*** GIVEN RECORDS Section Begins ***

PR #2579, opened 2023-11-23
Make agreement_link required field in Membership model

### LINKED ISSUE #2307: Make "Agreement document" required field in membership model
At the Membership team meeting today, we discussed that the field for "Agreement Document" should be a required field.  Keeping this issue open to note other changes to fields in the membership model we should make.  

Tagging @elletjies  FYI, please feel free to add anything else here

elichad:
Fixes #2307.


elichad:
Pinging @Talishask @elletjies to give you a heads up that as part of the next release, the "Link to member agreement" field will become required when creating or editing a membership.

pbanaszkiewicz (approved):
Looks good.

Talishask:
Apologies for being late is it possible to undo this?

There are a few types of memberships that do not have a membership agreement document so I am unsure how this will affect those? can we discuss what this will look like?

elletjies:
@Talishask in these events can we share the Asana task link or die google drive link?

Talishask:
If we do not have consistent information to put in the field then the probably should not be required. If we end up putting random information into the database that will be messy. This will be to you all to decide, my going away recommendation would be to have a reason to do this extra work and be consistent with whatever is decided to go in the field.

PR #1039, opened 2018-03-09
Persist sidebar

loopDelicious:
- update nokogiri version for security vulnerability
- replace deprecated `algoliasearch-jekyll` with latest `jekyll-algolia`
- exclude v5 directory from indexing 
- persist sidebar accordion nav to highlight current, active page

@godfrzero could you please review? 🐮 

2 areas of interest:
- staging site doesn't have a server-side redirect from `/docs/` to `/docs/v6`, but I think docs homepage should work in production
- I excluded v5 from being indexed in the `_config.yml`, not currently updated on local, but I believe the site will reindex when we merge to master as travis script.


_includes/_search.html
```diff
@@ -3,14 +3,14 @@
 'use strict';
 /* global instantsearch */
 
-var search = instantsearch({
+const search = instantsearch({
```
godfrzero: I don't think we should be using const/let in our web code yet. IE 10 still has users and this won't function there. 😕

_includes/_search.html
```diff
@@ -48,17 +48,17 @@
 {% endraw %}
 
 {% raw %}
-var hitTemplate =
+const hitTemplate =
     '<div class="hit">' +
         '<div class="infos">' +
             '<div class="hit-title"><strong><a href={{site.pm.root}}/docs{{url}}>{{title}}</strong></a></div>' +
-            '<div class="hit-excerpt">{{{_highlightResult.text.value}}}</div>'+
+            '<div class="hit-excerpt">{{{_highlightResult.html.value}}}</div>'+
```
godfrzero: Why was this changed?

_includes/_search.html
loopDelicious: good call. updated.

_includes/_search.html
loopDelicious: after updating to the new search module `jekyll-algolia`, the previously used property was undefined.

godfrzero: 👍

PR #1116, opened 2018-03-20
Btw remove ent beta

btwisted:
Removed the "Apply for beta access" topic from Enterprise--the topic itself and the json.map entry.


fullpoint:
What happened with this?

PR #1348, opened 2018-07-16
Update to intro_monitors.md

chrisdeso:
Updated the total monitor run time from two (2) minutes to five (5).


chrisdeso:
@captchadex FYI☝️

PR #1423, opened 2018-09-25
Updated Settings Screen - gh1419

ArifPMan:
Please review and provide feedback..


ArifPMan:
In looks like this in prod:

image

*** GIVEN RECORDS Section Ends ***

_DIRECTIONS FOR THIS TASK_
Repeat the listing exactly, keeping every word in place.

_OUTPUT OF THE EXERCISE_
PR #2579, opened 2023-11-23
Make agreement_link required field in Membership model

### LINKED ISSUE #2307: Make "Agreement document" required field in membership model
At the Membership team meeting today, we discussed that the field for "Agreement Document" should be a required field.  Keeping this issue open to note other changes to fields in the membership model we should make.  

Tagging @elletjies  FYI, please feel free to add anything else here

elichad:
Fixes #2307.


elichad:
Pinging @Talishask @elletjies to give you a heads up that as part of the next release, the "Link to member agreement" field will become required when creating or editing a membership.

pbanaszkiewicz (approved):
Looks good.

Talishask:
Apologies for being late is it possible to undo this?

There are a few types of memberships that do not have a membership agreement document so I am unsure how this will affect those? can we discuss what this will look like?

elletjies:
@Talishask in these events can we share the Asana task link or die google drive link?

Talishask:
If we do not have consistent information to put in the field then the probably should not be required. If we end up putting random information into the database that will be messy. This will be to you all to decide, my going away recommendation would be to have a reason to do this extra work and be consistent with whatever is decided to go in the field.

PR #1039, opened 2018-03-09
Persist sidebar

loopDelicious:
- update nokogiri version for security vulnerability
- replace deprecated `algoliasearch-jekyll` with latest `jekyll-algolia`
- exclude v5 directory from indexing 
- persist sidebar accordion nav to highlight current, active page

@godfrzero could you please review? 🐮 

2 areas of interest:
- staging site doesn't have a server-side redirect from `/docs/` to `/docs/v6`, but I think docs homepage should work in production
- I excluded v5 from being indexed in the `_config.yml`, not currently updated on local, but I believe the site will reindex when we merge to master as travis script.


_includes/_search.html
```diff
@@ -3,14 +3,14 @@
 'use strict';
 /* global instantsearch */
 
-var search = instantsearch({
+const search = instantsearch({
```
godfrzero: I don't think we should be using const/let in our web code yet. IE 10 still has users and this won't function there. 😕

_includes/_search.html
```diff
@@ -48,17 +48,17 @@
 {% endraw %}
 
 {% raw %}
-var hitTemplate =
+const hitTemplate =
     '<div class="hit">' +
         '<div class="infos">' +
             '<div class="hit-title"><strong><a href={{site.pm.root}}/docs{{url}}>{{title}}</strong></a></div>' +
-            '<div class="hit-excerpt">{{{_highlightResult.text.value}}}</div>'+
+            '<div class="hit-excerpt">{{{_highlightResult.html.value}}}</div>'+
```
godfrzero: Why was this changed?

_includes/_search.html
loopDelicious: good call. updated.

_includes/_search.html
loopDelicious: after updating to the new search module `jekyll-algolia`, the previously used property was undefined.

godfrzero: 👍

PR #1116, opened 2018-03-20
Btw remove ent beta

btwisted:
Removed the "Apply for beta access" topic from Enterprise--the topic itself and the json.map entry.


fullpoint:
What happened with this?

PR #1348, opened 2018-07-16
Update to intro_monitors.md

chrisdeso:
Updated the total monitor run time from two (2) minutes to five (5).


chrisdeso:
@captchadex FYI☝️

PR #1423, opened 2018-09-25
Updated Settings Screen - gh1419

ArifPMan:
Please review and provide feedback..


ArifPMan:
In looks like this in prod:

image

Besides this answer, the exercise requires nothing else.